Perhaps, he didn’t mean to leave us. Maybe, there wasn’t some higher purpose he had to fulfill. How burdensome, after all.
He just, went away.
It is easy to endlessly conjecture about why he had gone, or why he had been with us at all, in retrospect. Many times, we make the meaning we want to have, after the fact, not before it.
I want to believe that the cat we had just lost served us in some, divine sort of way, beyond comprehension. As if he were merely passing through, with a simple but necessary mission of unconditionally-loving his owners, offering them boundless joy, and inducing the most satisfying level of comfort they could ever ask for.
If so, then, mission accomplished. He left with the highest marks.
And yet, I can’t help but wonder the less rosy alternative – the ever-growing elephant in the quickly shrinking room – that, perhaps there was none of that, at all.
Only the reality, written in his eyes, that in what would be his final moments, he actually wanted to come back, too soon.
I struggle to write this, after having previously arrived at a far less bleak conclusion. Surely, this isn’t the alternative I want to believe. Not as the sort of person who believes in some kind of after-life, and some kind of Higher Being that knows ultimately more than we ever will. Being that sort of person, makes me, in turn, the same sort of desperate, finite figure in search for meaning, craving the truth of knowledge like a certain, tragic, being in a Garden, once did.
Perhaps if I knew the answers to the questions I keep asking, I wouldn’t actually want the truth. The version of Miles’ story in my mind, is good enough. In fact, all the details I have to work with, are more than what I could have ever expected.
It is fact that we never learned of Miles’ actual origins – only that he and his sister Madu were found in a box in a Starbucks by a German expatriate family, who then proceeded to leave the country and needed new owners for their newfound pets.
it is fact that Miles was always a clumsy cat (and much to our delight early on), never accounting properly for his own weight (and by weight, I mean belly) before pouncing upon, or jumping from, or leaping towards, anything.
It is fact that Miles stole his sister’s food, both secretly and blatantly. His appetite was insatiable.
it is fact that Miles slept, belly up, about as often as he did the way regular cats do, with limbs tucked in underneath and slight shoulder blades, protruding. Apparently, such a vulnerable posture from cats implies that they trust us completely.
That last fact might be my favorite thing about him, and in part, why all this hurts, too damn much.

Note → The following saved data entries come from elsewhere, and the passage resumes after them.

PR #1721, opened 2025-02-24
🎛️: fix labels of project browser on landing-page

linusha:
I assume this is due to the recent changes to the component instantiation. I am inclined to call this a bug - what do you think, @merryman? 
I think its okay to do it like this in this scenario, but if it turned out to be the case that we would now need to utilize `textAndAttributes` instead of `textString` in all/more cases, that would mean severely worse ergonomics from a user-perspective building their own components.


merryman:
I will look at maybe further refining the synthesization of text properties. The current solution only prioritizes between `textAndAttributes`, `value` and `textString` in an absolute manner, but I think we also need to take into account the current derivation level. I will prepare something that fixes that.

PR #1722, opened 2025-02-24
🎨: handle text props directly within the spec

merryman:
Alternative to #1721.

Previously, we would perform the normalization of text props at the very latest stage of synthesization, thereby loosing the overriding precedence of style properties for text properties.


linusha:
image
This does not solve the problem descibed in #1721.

merryman:
Sorry, should be fixed now.

linusha (approved):

PR #1745, opened 2025-03-08
Fix/docs pipeline

linusha:
It is not entirely clear to me why the lookup of past artifacts began to fail all of a sudden. I think this might be something that changed on the site of github - the delete-artifact action we used it the only non-official one, and we also needed to use quite an old version of that, so this might be the culprit.

I changed the logic of the action to only upload the build when triggering the workflow manually (i.e., when triggering a deploy of the updated docs). Previously, we uploaded that build on every run. Because of this, we introduced the explicit deletion, as there is a limit on the amount of artifacts we can upload. However, artifacts are retained for 90d only per default. We would need to deploy *often* to hit this now with the improved logic.

### DIFF
--- a/.github/workflows/check-deploy-docs.yml
+++ b/.github/workflows/check-deploy-docs.yml
@@ -46,7 +46,7 @@ jobs:
     runs-on: ubuntu-latest
     steps:
       - name: Setup Pages
-        uses: actions/configure-pages@v3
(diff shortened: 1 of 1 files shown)


linusha:
@merryman merging this and afterwards rebasing the other affected PRs will take care of the failing action.

merryman (approved):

I never would have imagined a cat be so, at ease. It was as if he had already, intimately known that precious lesson that eludes so many of us who are searching constantly for the next, best thing.
The best thing, is right now. This very moment. The present is the greatest of gifts.
Again, I project. I don’t mean to, but I do.
I have to make some sense of this senseless loss. I still just don’t understand why he had to go, so quickly.
Chances are, he doesn’t understand either. Life was pretty good for that cat. He lived on the 15th floor, in an ocean view apartment, and ate raw chicken meat, cut into little bite-sized pieces by his loving, doting
She did it because we loved him, and he loved her back, and I never would have known why and how I’d ever love a cat as much as I did Miles, and I never would have known how a cat could possibly ever love us the way that he had.
There’s that old saying from Tennyson that comes to mind:
Tis better to have loved and lost, than never to have loved at all.
I hate latching onto cliches for the life of me, but this one, I hold onto, with every ounce of strength I’ve squeezed out of the fruit born from my grief.
I do so, because I don’t know if the meanings I’ve made of his loss, are as true as I’ve come to believe.
I don’t know the greater purpose he might have served beforehand, had he had one to begin with. I don’t know whether his “time was up” or he had done what he needed, and left when it was over.
And if I can’t find any solace from asking questions to which I’ll find no definitive answers, then I must look elsewhere to find the peace and comfort I need, now.
I mustn’t keep asking why he had to leave so suddenly. I mustn’t wonder why he had ever come at all.
I must only acknowledge how surprisingly wonderful, refreshing, and joyous it was to have such a lovable cat. I never would have imagined how much he’d mean to me, spanning the entirety of his life, before ever coming to terms with the finality of his death.
That’s the only meaning I can hold onto with the utmost certainty. I can’t afford to wonder what sort of purpose he had to have completed by the time he left us. It is enough to hold onto the pure innocence and goodness he exuded with the life he had actually lived.
It has to be enough, because he was blameless, all throughout.
I couldn’t possibly answer any of the questions that begin with “Why?” Frankly, I don’t really want to.
But I’m happy to return to the question with which my answer is sure.
“What was Miles, to me?”
For a season, much like a breeze. At times, sudden and wild; other times, soft and gentle, but almost always, arriving unexpectedly. I couldn’t have predicted that he’d come the way that he came, that he’d leave the way that he went, and that he’d last just long enough for us to know that surely, his sweet caress, no matter how fleeting, we would never, ever forget.